PR #2975, opened 2026-01-27
Do not STRING REGEX when the string is empty

vrabaud:


cmake/Modules/merge_static_libs.cmake
```diff
@@ -16,7 +16,10 @@ function(avif_collect_deps target out_deps)
             set(in_special_block FALSE) # Latch off
         elseif(NOT in_special_block)
             string(REGEX REPLACE "\\\$<BUILD_INTERFACE:([^>]*)>" "\\1" dep ${dep})
-            string(REGEX REPLACE "\\\$<LINK_ONLY:([^>]*)>" "\\1" dep ${dep})
+            # dep could now be empty if dep was <BUILD_INTERFACE:> before the replace.
+            if(dep)
+                string(REGEX REPLACE "\\\$<LINK_ONLY:([^>]*)>" "\\1" dep ${dep})
+            endif()
             if(TARGET ${dep})
```
wantehchang, line 23: Vincent: Should we check for an empty `dep` in this line? Or does `TARGET ${dep}` handle an empty `dep` gracefully?

cmake/Modules/merge_static_libs.cmake
```diff
@@ -16,7 +16,10 @@ function(avif_collect_deps target out_deps)
             set(in_special_block FALSE) # Latch off
         elseif(NOT in_special_block)
             string(REGEX REPLACE "\\\$<BUILD_INTERFACE:([^>]*)>" "\\1" dep ${dep})
```
wantehchang, line 18: I guess by definition (line 12: `foreach(dep IN LISTS current_deps)`), `dep` cannot be empty in this line?

cmake/Modules/merge_static_libs.cmake
```diff
@@ -16,7 +16,10 @@ function(avif_collect_deps target out_deps)
...
-            string(REGEX REPLACE "\\\$<LINK_ONLY:([^>]*)>" "\\1" dep ${dep})
+            # dep could now be empty if dep was <BUILD_INTERFACE:> before the replace.
```
wantehchang, line 19: Did you mean `dep` was exactly `<BUILD_INTERFACE:>`, with nothing between `:` and `>`?

Do you know why `dep` was equal to `<BUILD_INTERFACE:>`?

cmake/Modules/merge_static_libs.cmake
vrabaud: TARGET ${dep} does, I tried

cmake/Modules/merge_static_libs.cmake
vrabaud: exactly

cmake/Modules/merge_static_libs.cmake
vrabaud: exactly. Usually, there is nothing in there but Threads. On some platforms, it is not even there and is therefore empty.

wantehchang: Do you know why we only ran into this issue when we upgraded SVT-AV1 to v4.0.0? I assume it's something in the `CMakeLists.txt` file in SVT-AV1 v4.0.0.

vrabaud: From what I understand, it is due to https://gitlab.com/AOMediaCodec/SVT-AV1/-/commit/82418552281a55f3708caa5beb0bfa08a026fb03 , which removed Threads and m on certain platforms, which lead to the empty list we found.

•••

Return the whole listing, keeping each word as it stands.

PR #2975, opened 2026-01-27
Do not STRING REGEX when the string is empty

vrabaud:


cmake/Modules/merge_static_libs.cmake
```diff
@@ -16,7 +16,10 @@ function(avif_collect_deps target out_deps)
             set(in_special_block FALSE) # Latch off
         elseif(NOT in_special_block)
             string(REGEX REPLACE "\\\$<BUILD_INTERFACE:([^>]*)>" "\\1" dep ${dep})
-            string(REGEX REPLACE "\\\$<LINK_ONLY:([^>]*)>" "\\1" dep ${dep})
+            # dep could now be empty if dep was <BUILD_INTERFACE:> before the replace.
+            if(dep)
+                string(REGEX REPLACE "\\\$<LINK_ONLY:([^>]*)>" "\\1" dep ${dep})
+            endif()
             if(TARGET ${dep})
```
wantehchang, line 23: Vincent: Should we check for an empty `dep` in this line? Or does `TARGET ${dep}` handle an empty `dep` gracefully?

cmake/Modules/merge_static_libs.cmake
```diff
@@ -16,7 +16,10 @@ function(avif_collect_deps target out_deps)
             set(in_special_block FALSE) # Latch off
         elseif(NOT in_special_block)
             string(REGEX REPLACE "\\\$<BUILD_INTERFACE:([^>]*)>" "\\1" dep ${dep})
```
wantehchang, line 18: I guess by definition (line 12: `foreach(dep IN LISTS current_deps)`), `dep` cannot be empty in this line?

cmake/Modules/merge_static_libs.cmake
```diff
@@ -16,7 +16,10 @@ function(avif_collect_deps target out_deps)
...
-            string(REGEX REPLACE "\\\$<LINK_ONLY:([^>]*)>" "\\1" dep ${dep})
+            # dep could now be empty if dep was <BUILD_INTERFACE:> before the replace.
```
wantehchang, line 19: Did you mean `dep` was exactly `<BUILD_INTERFACE:>`, with nothing between `:` and `>`?

Do you know why `dep` was equal to `<BUILD_INTERFACE:>`?

cmake/Modules/merge_static_libs.cmake
vrabaud: TARGET ${dep} does, I tried

cmake/Modules/merge_static_libs.cmake
vrabaud: exactly

cmake/Modules/merge_static_libs.cmake
vrabaud: exactly. Usually, there is nothing in there but Threads. On some platforms, it is not even there and is therefore empty.

wantehchang: Do you know why we only ran into this issue when we upgraded SVT-AV1 to v4.0.0? I assume it's something in the `CMakeLists.txt` file in SVT-AV1 v4.0.0.

vrabaud: From what I understand, it is due to https://gitlab.com/AOMediaCodec/SVT-AV1/-/commit/82418552281a55f3708caa5beb0bfa08a026fb03 , which removed Threads and m on certain platforms, which lead to the empty list we found.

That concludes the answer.